*** INFORMATION GIVEN Section Begins ***

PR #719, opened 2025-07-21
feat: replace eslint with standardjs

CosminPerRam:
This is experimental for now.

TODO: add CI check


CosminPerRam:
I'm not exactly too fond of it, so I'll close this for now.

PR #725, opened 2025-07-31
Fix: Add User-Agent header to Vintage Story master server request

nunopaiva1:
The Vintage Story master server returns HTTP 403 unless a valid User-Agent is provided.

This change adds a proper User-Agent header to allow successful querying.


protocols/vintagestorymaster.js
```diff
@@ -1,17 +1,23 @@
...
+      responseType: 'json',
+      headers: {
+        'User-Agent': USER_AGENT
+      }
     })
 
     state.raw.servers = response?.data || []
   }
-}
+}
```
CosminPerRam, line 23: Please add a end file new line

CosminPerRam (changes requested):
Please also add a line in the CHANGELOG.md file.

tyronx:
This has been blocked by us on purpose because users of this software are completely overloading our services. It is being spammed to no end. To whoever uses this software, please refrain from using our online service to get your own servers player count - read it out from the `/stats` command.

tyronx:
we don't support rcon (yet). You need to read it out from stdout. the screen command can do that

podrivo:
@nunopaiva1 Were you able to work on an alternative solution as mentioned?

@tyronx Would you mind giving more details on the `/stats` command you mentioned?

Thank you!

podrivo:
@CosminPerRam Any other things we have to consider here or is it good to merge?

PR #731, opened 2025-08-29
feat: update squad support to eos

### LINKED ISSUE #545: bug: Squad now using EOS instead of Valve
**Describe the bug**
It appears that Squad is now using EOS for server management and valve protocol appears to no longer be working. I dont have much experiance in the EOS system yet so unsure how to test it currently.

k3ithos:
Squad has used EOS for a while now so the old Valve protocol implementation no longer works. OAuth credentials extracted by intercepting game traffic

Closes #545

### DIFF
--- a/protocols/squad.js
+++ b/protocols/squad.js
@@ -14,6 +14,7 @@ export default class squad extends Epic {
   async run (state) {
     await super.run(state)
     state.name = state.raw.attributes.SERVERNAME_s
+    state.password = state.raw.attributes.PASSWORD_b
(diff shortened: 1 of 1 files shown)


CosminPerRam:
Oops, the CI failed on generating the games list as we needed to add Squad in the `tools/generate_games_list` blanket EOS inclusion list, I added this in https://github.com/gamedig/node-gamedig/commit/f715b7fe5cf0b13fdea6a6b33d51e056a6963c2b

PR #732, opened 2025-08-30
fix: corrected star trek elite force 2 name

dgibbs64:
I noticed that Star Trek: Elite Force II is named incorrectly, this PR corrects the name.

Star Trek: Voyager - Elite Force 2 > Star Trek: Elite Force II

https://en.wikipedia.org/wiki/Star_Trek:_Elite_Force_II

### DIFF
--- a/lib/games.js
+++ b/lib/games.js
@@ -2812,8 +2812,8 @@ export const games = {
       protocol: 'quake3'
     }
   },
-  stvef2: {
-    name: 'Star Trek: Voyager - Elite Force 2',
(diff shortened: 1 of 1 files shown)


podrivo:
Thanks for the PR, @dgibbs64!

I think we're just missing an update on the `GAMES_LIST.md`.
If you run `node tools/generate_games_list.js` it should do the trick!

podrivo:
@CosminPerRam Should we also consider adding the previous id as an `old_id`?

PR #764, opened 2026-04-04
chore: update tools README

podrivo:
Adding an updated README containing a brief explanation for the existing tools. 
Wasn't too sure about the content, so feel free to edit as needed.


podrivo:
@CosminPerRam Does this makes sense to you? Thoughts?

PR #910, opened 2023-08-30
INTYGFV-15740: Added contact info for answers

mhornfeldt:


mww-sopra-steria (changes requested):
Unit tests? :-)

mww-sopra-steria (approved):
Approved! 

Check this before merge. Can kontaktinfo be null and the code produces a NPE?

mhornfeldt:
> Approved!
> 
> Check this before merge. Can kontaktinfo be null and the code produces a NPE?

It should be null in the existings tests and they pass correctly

*** INFORMATION GIVEN Section Ends ***

TASK GOAL - Please return the entire listing, unchanged.

WRITTEN SOLUTION -
PR #719, opened 2025-07-21
feat: replace eslint with standardjs

CosminPerRam:
This is experimental for now.

TODO: add CI check


CosminPerRam:
I'm not exactly too fond of it, so I'll close this for now.

PR #725, opened 2025-07-31
Fix: Add User-Agent header to Vintage Story master server request

nunopaiva1:
The Vintage Story master server returns HTTP 403 unless a valid User-Agent is provided.

This change adds a proper User-Agent header to allow successful querying.


protocols/vintagestorymaster.js
```diff
@@ -1,17 +1,23 @@
...
+      responseType: 'json',
+      headers: {
+        'User-Agent': USER_AGENT
+      }
     })
 
     state.raw.servers = response?.data || []
   }
-}
+}
```
CosminPerRam, line 23: Please add a end file new line

CosminPerRam (changes requested):
Please also add a line in the CHANGELOG.md file.

tyronx:
This has been blocked by us on purpose because users of this software are completely overloading our services. It is being spammed to no end. To whoever uses this software, please refrain from using our online service to get your own servers player count - read it out from the `/stats` command.

tyronx:
we don't support rcon (yet). You need to read it out from stdout. the screen command can do that

podrivo:
@nunopaiva1 Were you able to work on an alternative solution as mentioned?

@tyronx Would you mind giving more details on the `/stats` command you mentioned?

Thank you!

podrivo:
@CosminPerRam Any other things we have to consider here or is it good to merge?

PR #731, opened 2025-08-29
feat: update squad support to eos

### LINKED ISSUE #545: bug: Squad now using EOS instead of Valve
**Describe the bug**
It appears that Squad is now using EOS for server management and valve protocol appears to no longer be working. I dont have much experiance in the EOS system yet so unsure how to test it currently.

k3ithos:
Squad has used EOS for a while now so the old Valve protocol implementation no longer works. OAuth credentials extracted by intercepting game traffic

Closes #545

### DIFF
--- a/protocols/squad.js
+++ b/protocols/squad.js
@@ -14,6 +14,7 @@ export default class squad extends Epic {
   async run (state) {
     await super.run(state)
     state.name = state.raw.attributes.SERVERNAME_s
+    state.password = state.raw.attributes.PASSWORD_b
(diff shortened: 1 of 1 files shown)


CosminPerRam:
Oops, the CI failed on generating the games list as we needed to add Squad in the `tools/generate_games_list` blanket EOS inclusion list, I added this in https://github.com/gamedig/node-gamedig/commit/f715b7fe5cf0b13fdea6a6b33d51e056a6963c2b

PR #732, opened 2025-08-30
fix: corrected star trek elite force 2 name

dgibbs64:
I noticed that Star Trek: Elite Force II is named incorrectly, this PR corrects the name.

Star Trek: Voyager - Elite Force 2 > Star Trek: Elite Force II

https://en.wikipedia.org/wiki/Star_Trek:_Elite_Force_II

### DIFF
--- a/lib/games.js
+++ b/lib/games.js
@@ -2812,8 +2812,8 @@ export const games = {
       protocol: 'quake3'
     }
   },
-  stvef2: {
-    name: 'Star Trek: Voyager - Elite Force 2',
(diff shortened: 1 of 1 files shown)


podrivo:
Thanks for the PR, @dgibbs64!

I think we're just missing an update on the `GAMES_LIST.md`.
If you run `node tools/generate_games_list.js` it should do the trick!

podrivo:
@CosminPerRam Should we also consider adding the previous id as an `old_id`?

PR #764, opened 2026-04-04
chore: update tools README

podrivo:
Adding an updated README containing a brief explanation for the existing tools. 
Wasn't too sure about the content, so feel free to edit as needed.


podrivo:
@CosminPerRam Does this makes sense to you? Thoughts?

PR #910, opened 2023-08-30
INTYGFV-15740: Added contact info for answers

mhornfeldt:


mww-sopra-steria (changes requested):
Unit tests? :-)

mww-sopra-steria (approved):
Approved! 

Check this before merge. Can kontaktinfo be null and the code produces a NPE?

mhornfeldt:
> Approved!
> 
> Check this before merge. Can kontaktinfo be null and the code produces a NPE?

It should be null in the existings tests and they pass correctly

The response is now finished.